» **What is needed**: Using the data below, copy out all lines with the word "last".

» **Recorded data**:
PR #3311, opened 2019-05-09
Imagehash listfile for fixbranch

pp-mo:
An almost complete rewrite of `iris.tests.test_image-json`.
Instead of using the GitHub API to interrogate the test-iris-imagehash repo, we now just fetch an 'image listings file' which is basically the text of an `ls *.png`.
This is because the (unauthenticated) GitHub API access was proving very unreliable.

Note : relies on SciTools/test-iris-imagehash#23 , but that is already merged.

### DIFF
--- a/lib/iris/tests/test_image_json.py
+++ b/lib/iris/tests/test_image_json.py
@@ -39,7 +39,7 @@ class TestImageFile(tests.IrisTest):
             '/gh-pages/v4_files_listing.txt')
         req = requests.get(listingfile_uri)
         if req.status_code != 200:
-            raise ValueError('Get failed on image listings file: {}'.format(
+            raise ValueError('GET failed on image listings file: {}'.format(
                 listingfile_uri))
 
         listings_text = req.content.decode('utf-8')
--- a/lib/iris/tests/test_image_json.py
+++ b/lib/iris/tests/test_image_json.py
@@ -29,44 +29,45 @@ import itertools
 import json
 import os
 import requests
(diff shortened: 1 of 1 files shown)


pp-mo:
I think this is ready to go now.
However, there is still an outstanding problem with Sphinx doctests, addressed by #3310.
So we probably want that in first, and maybe rebase onto it.

lbdreyer:
I am going to respin the tests now that #3310 is merged

lib/iris/tests/test_image_json.py
```diff
@@ -29,55 +29,45 @@
...
-            remaining = rates.get('rate', {})
-            ghapi_remaining = remaining.get('remaining')
-        else:
-            ghapi_remaining = 0
+        listingfile_uri = (
+            'https://raw.githubusercontent.com/SciTools/test-iris-imagehash'
+            '/gh-pages/v4_files_listing.txt')
+        req = requests.get(listingfile_uri)
+        if req.status_code != 200:
+            raise ValueError('Get failed on image listings file: {}'.format(
```
lbdreyer: You could capitalise `GET` to make it clear it is a http request. Otherwise, the error reads a bit funnily out of context

pp-mo: Good idea, I see what you mean :grin:

lbdreyer:
Thanks for all your work on this @pp-mo!

It will be great to get this test running!

PR #3316, opened 2019-05-28
v2.2.x branch mergeback

lbdreyer:
There has been a fair amount of additions to the 2.2.x branch that should be merged back into master (especially since we just cut the 2.2.1 release).

To create this PR I did the following commands:

```$ git checkout upstream/v2.2.x -b 221_mergeback_rebase```
Then I did an interactive release to select the commits that were missing 
```$ git rebase -i --onto upstream/master HEAD~12```
Which were all the commits since `c3048cbf Fix for numpy 1v16. (#3257)` as this and `b0d5512b BLD: Pinning cftime to 1.0.1 (#3247)` were included in the last mergeback.

PR #3318, opened 2019-05-29
Update copyright years in license headers

lbdreyer:
The license header check doesn't run in this branch so we missed a few copyright years that need updating.

This is needed so before we can do the mergeback of this branch (see #3316 )

### DIFF
--- a/.travis.yml
+++ b/.travis.yml
@@ -125,16 +125,19 @@ install:
     fi
 
 script:
-  - if [[ $TEST_TARGET == 'default' ]]; then
-      python -m iris.tests.runner --default-tests --system-tests --coding-tests --print-failed-images --num-processors=3;
-    fi
-  - if [[ $TEST_TARGET == 'example' ]]; then
-      python -m iris.tests.runner --example-tests --print-failed-images --num-processors=3;
-    fi
-
   # Capture install-dir: As a test command must be last for get Travis to check
   # the RC, so it's best to start each operation with an absolute cd.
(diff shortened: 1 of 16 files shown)


QuLogic:
License check is skipped because this branch is [missing](https://github.com/SciTools/iris/blob/v2.2.x/.travis.yml#L128) the setting of `IRIS_REPO_DIR`, which is there on [master](https://github.com/SciTools/iris/blob/master/.travis.yml#L133).

corinnebosley:
@lbdreyer What's the strategy here?  Are we bothered that some of the license headers are still wrong?  Surely the main thing here is that the checks are working.

What do you want to do?

lbdreyer:
> License check is skipped because this branch is [missing](https://github.com/SciTools/iris/blob/v2.2.x/.travis.yml#L128) the setting of `IRIS_REPO_DIR`, which is there on [master](https://github.com/SciTools/iris/blob/master/.travis.yml#L133).
> 
> If you re-add that, it should run here.

Thank you @QuLogic. I have cherry-picked the commit that made that change to this PR.

We will just need to skip that commit when we do the mergeback onto master!



> @lbdreyer What's the strategy here? Are we bothered that some of the license headers are still wrong? Surely the main thing here is that the checks are working.
> 
> What do you want to do?

I'm going to update the license headers that the license header check is complaing about so that this won't be an issue to further PRs to this branch.
I'll fix this shortly!

corinnebosley:
Thanks @lbdreyer!

PR #3320, opened 2019-05-31
Update in preparation for Python3.8 deprecation of importing ABCs from collections

znicholls:
Updates the use of collections in preparation for Python3.8, see https://github.com/python/cpython/commit/c66f9f8d3909f588c251957d499599a1680e2320 (and also avoids deprecation warnings when using iris in Python3.7).

### DIFF
--- a/lib/iris/_constraints.py
+++ b/lib/iris/_constraints.py
@@ -1,4 +1,4 @@
-# (C) British Crown Copyright 2010 - 2017, Met Office
+# (C) British Crown Copyright 2010 - 2019, Met Office
 #
 # This file is part of Iris.
 #
@@ -23,7 +23,10 @@ from __future__ import (absolute_import, division, print_function)
 from six.moves import (filter, input, map, range, zip)  # noqa
 import six
 
-import collections
+try:  # Python 3
+    from collections.abc import Iterable, Mapping
+except:  # Python 2.7
+    from collections import Iterable, Mapping
 import operator
 
 import numpy as np
@@ -98,7 +101,7 @@ class Constraint(object):
             raise TypeError('cube_func must be None or callable, got %r'
                             % cube_func)
         if not (coord_values is None or isinstance(coord_values,
-                                                   collections.Mapping)):
+                                                   Mapping)):
             raise TypeError('coord_values must be None or a '
                             'collections.Mapping, got %r' % coord_values)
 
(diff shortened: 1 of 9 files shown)


znicholls:
Test failures appear to all be plotting and docs related so I think this is blocked for now

znicholls:
@DPeterK is my understanding correct that this is failing for reasons other than the changes made in the PR?

rcomer:
@znicholls you are right, all recent PRs against `master` have these errors.  I believe these should be fixed once #3316 is merged, then we can all rebase!

znicholls:
@rcomer are you the right person to ask for a review?

rcomer:
> are you the right person to ask for a review?

@bjlittle will know the best person to nominate to review this.

znicholls:
@bjlittle are you able to review this one, I think it's pretty trivial?

lib/iris/coord_categorisation.py
```diff
@@ -32,7 +32,10 @@
 import six
 
 import calendar
-import collections
+try:  # Python 3
+    from collections.abc import Counter
```
ajdawson: `Counter` isn't an abc and is not in the `collections.abc` module, this import will always fail. I don't think this module needs any updates.

ajdawson:
This looks OK except for the change to `collections.Counter` which I believe is incorrect. Can you sort that out @znicholls and we can get this merged.

lib/iris/coord_categorisation.py
znicholls: Oops thanks for the pick up!

znicholls:
Should be sorted now cheers @ajdawson ~

ajdawson:
Thanks @znicholls, would you mind squashing into a single commit? In case you don't know, you can squash these commits by doing an interactive rebase onto the commit before your first one `git rebase -i b209642` and choose squash/fixup for every commit except the first. Let me know if you have questions.

znicholls:
Assuming I haven't mucked up the header handling I think this should be good now

pp-mo:
> would you mind squashing into a single commit?

Just intrigued - why do you want @znicholls to do that, when you can squash on merge yourself : is it just for the contributor to write the commit message ?

ajdawson:
>Just intrigued @ajdawson - why do you want @znicholls to do that, when you can squash on merge yourself : is it just for the contributor to write the commit message ?

Habit I suppose... I assume you are referring to the squash-and-merge button? In this case that would have been a sensible use of it.

pp-mo:
> @ajdawson Habit I suppose...

😁

Issue #3235, opened 2018-11-29
missing example in the user guide for time constraints


nhsavage:
To my mind the Iris user guide skips a step in discussing time constraints. After the example with cube_11 = cube_all.extract(hour_11), an example where you have 2 dates in datetime format and want to constrain the data to be between these two dates seems a really common use case. 

something like:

» **Task answer**:
Which were all the commits since `c3048cbf Fix for numpy 1v16. (#3257)` as this and `b0d5512b BLD: Pinning cftime to 1.0.1 (#3247)` were included in the last mergeback.
   # Capture install-dir: As a test command must be last for get Travis to check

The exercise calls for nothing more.